Варелла всегда разговаривал легко и свободно — и непременно с ухмылкой. Сейчас он подбирал слова.
— Как сказать, генерал?.. Войны — они разные. Где ничего, а где — похуже. От войны не ждать хорошего… Война же!..
— Война против детей — это война? Это подлое преступление!
— И полковник так говорил. Мы слушали его, генерал, когда он насчет Сорбаса… Убивать детей не военная операция, а преступление, прощать нельзя ни исполнителям, ни организаторам. За душу хватало, так говорил. Точно эти слова!
— Те самые слова, — сказал я в отчаянии.
Я знал, что солдаты между собой называют Гамова полковником. Мы с Пеано были теперь для них генералами, они в разное время называли нас и майорами, и полковниками, а если завтра станем маршалами, будут именовать и маршалами. Но Гамова они узнали полковником, он и остался для них навсегда полковником. Он назвал себя диктатором, это было несравненно выше, но если он даже назовет себя императором, он останется для них в прежнем звании. «Его величество полковник приказывает…» — скажет о нем тогда тот же Варелла.
— Вы верите в реальность того, что вчера показали физики?
И на это он ответил без обычной прямоты:
— Ученые люди… Всякое продемонстрируют… А так чтобы — не очень. С другой стороны, а почему и не быть? Человек на все способный! В большом деле у него — черт на пару с богом… Совместные трудяги… Всюду партнеры — бог да черт!
— Черт с богом — совместные трудяги? Интересная мысль! Но можно ли доверять оптическим модуляциям наших ученых?

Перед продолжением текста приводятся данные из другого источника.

PR #34, opened 2020-07-23
Sorting 

### LINKED ISSUE #15: Display the Raw Data
Show each queried table separately, and be able to sort by a column in the frontend. Display the query that was built and sent to the database.

sasymer:
- Completes front-end sorting by column
- Adds Table class to javascript for rendering and storing state
- Add SQL Strings representing query made to bottom of main page
- Please check table.js constructor to see if additional functions need to be bound. I read this page https://www.freecodecamp.org/news/this-is-why-we-need-to-bind-event-handlers-in-class-components-in-react-f7ea1a6f93eb/ for reference


jiaxinz-g (approved):

src/main/webapp/table.js
```diff
@@ -0,0 +1,149 @@
...
+//TODO: Check which additional functions need to be bound in constructor
+class Table {
+  constructor(dataTable, name, colSchemas, id) {
+    this.name = name;
+    this.colSchemas = colSchemas;
+    this.id = id;
+    this.dataTable = new Array(dataTable.length); // Number rows
+    this.sortDirections = new Array(colSchemas.length); // Number cols
+    this.makeTableWithTypes(dataTable);
+
```
wdcroslen: Maybe remove space here.

src/main/webapp/main-style.css
```diff
@@ -29,4 +29,17 @@
 
 .invisible {
   display: none;
+}
+
+#sql {
+  bottom: 0;
+  /*position: absolute;*/
```
wdcroslen: Remove comment, if it will be unused

wdcroslen (approved):
Really great changes! I like how you broke down the functionality into several easier to read methods.

src/main/webapp/database-tables.js
```diff
@@ -1,82 +1,46 @@
...
+  
     fetch(queryString)
     .then(response => response.json())
     .then((data) => { 
-      const dataArea = document.getElementById("data");
-    
+      document.getElementById("tables").innerText = '';
+      document.getElementById("sql").innerText = '';
+      
+      let id = 0;
```
hilakey, line 21: What does this id variable do?

src/main/webapp/main-page.html
```diff
@@ -44,9 +45,12 @@ <h1> Filters</h1>
...
           <div id="table-filters"></div>
 
-          <input type="submit" id="submit" value="submit" onClick=" return isFilterInputEmpty()">
+          <input type="submit" id="submit" value="submit" onClick="return isFilterInputEmpty()">
         </form>  
       </div>
     <div id="user"></div>
+    <div id="tables"></div>
+
+    <div id="sql"></div>
```
hilakey, line 52: So this is the div that displays what the user selected ?

src/main/webapp/table.js
```diff
@@ -0,0 +1,149 @@
...
+  setTable(dataTable) {
+    this.dataTable = dataTable;
+  }
+
+  remove() {
+    document.getElementById("table_" + this.name).remove();
+    document.getElementById("header_" + this.name).remove();
+  }
+
+  renderTable() {
```
hilakey: This function will be very important for our pagination and search bar functionality, so we should try to preserve this as much as possible

hilakey (approved):
Looks great!

src/main/webapp/database-tables.js
```diff
@@ -88,4 +52,37 @@ function login() {
...
+  table.flipSortDirection(index);
+  table.setTable(dataTable);
+
+  //need to empty and rerender
+  let tableIndex = 0;
+  for (tableIndex in tablesList) {
+    const tableObj = tablesList[tableIndex];
+    tableObj.remove();
+    tableObj.renderTable();
+  }
```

— Проверить бы надо, генерал. Вызвать обоих?
— Сами пойдем к ним.
Теперь я шагал к физикам уверенней, чем вчера, — не останавливался, не заглядывался на парк, не давал ногам передохнуть — упадок сил после воскрешения быстро проходил. И картины неба, свободного от метеопротивоборства, больше не захватывали. Меня томили проблемы, больше приличествующие философскому уму Гамова, чем моему практическому, — реально ли существуют иные миры и реальна ли безграничность царящего в них зла и бесчеловечности? И точно ли мы только боковое ответвление, только отражение, только слабое воспроизводство другого, основного, куда могущественней и преступней, мира?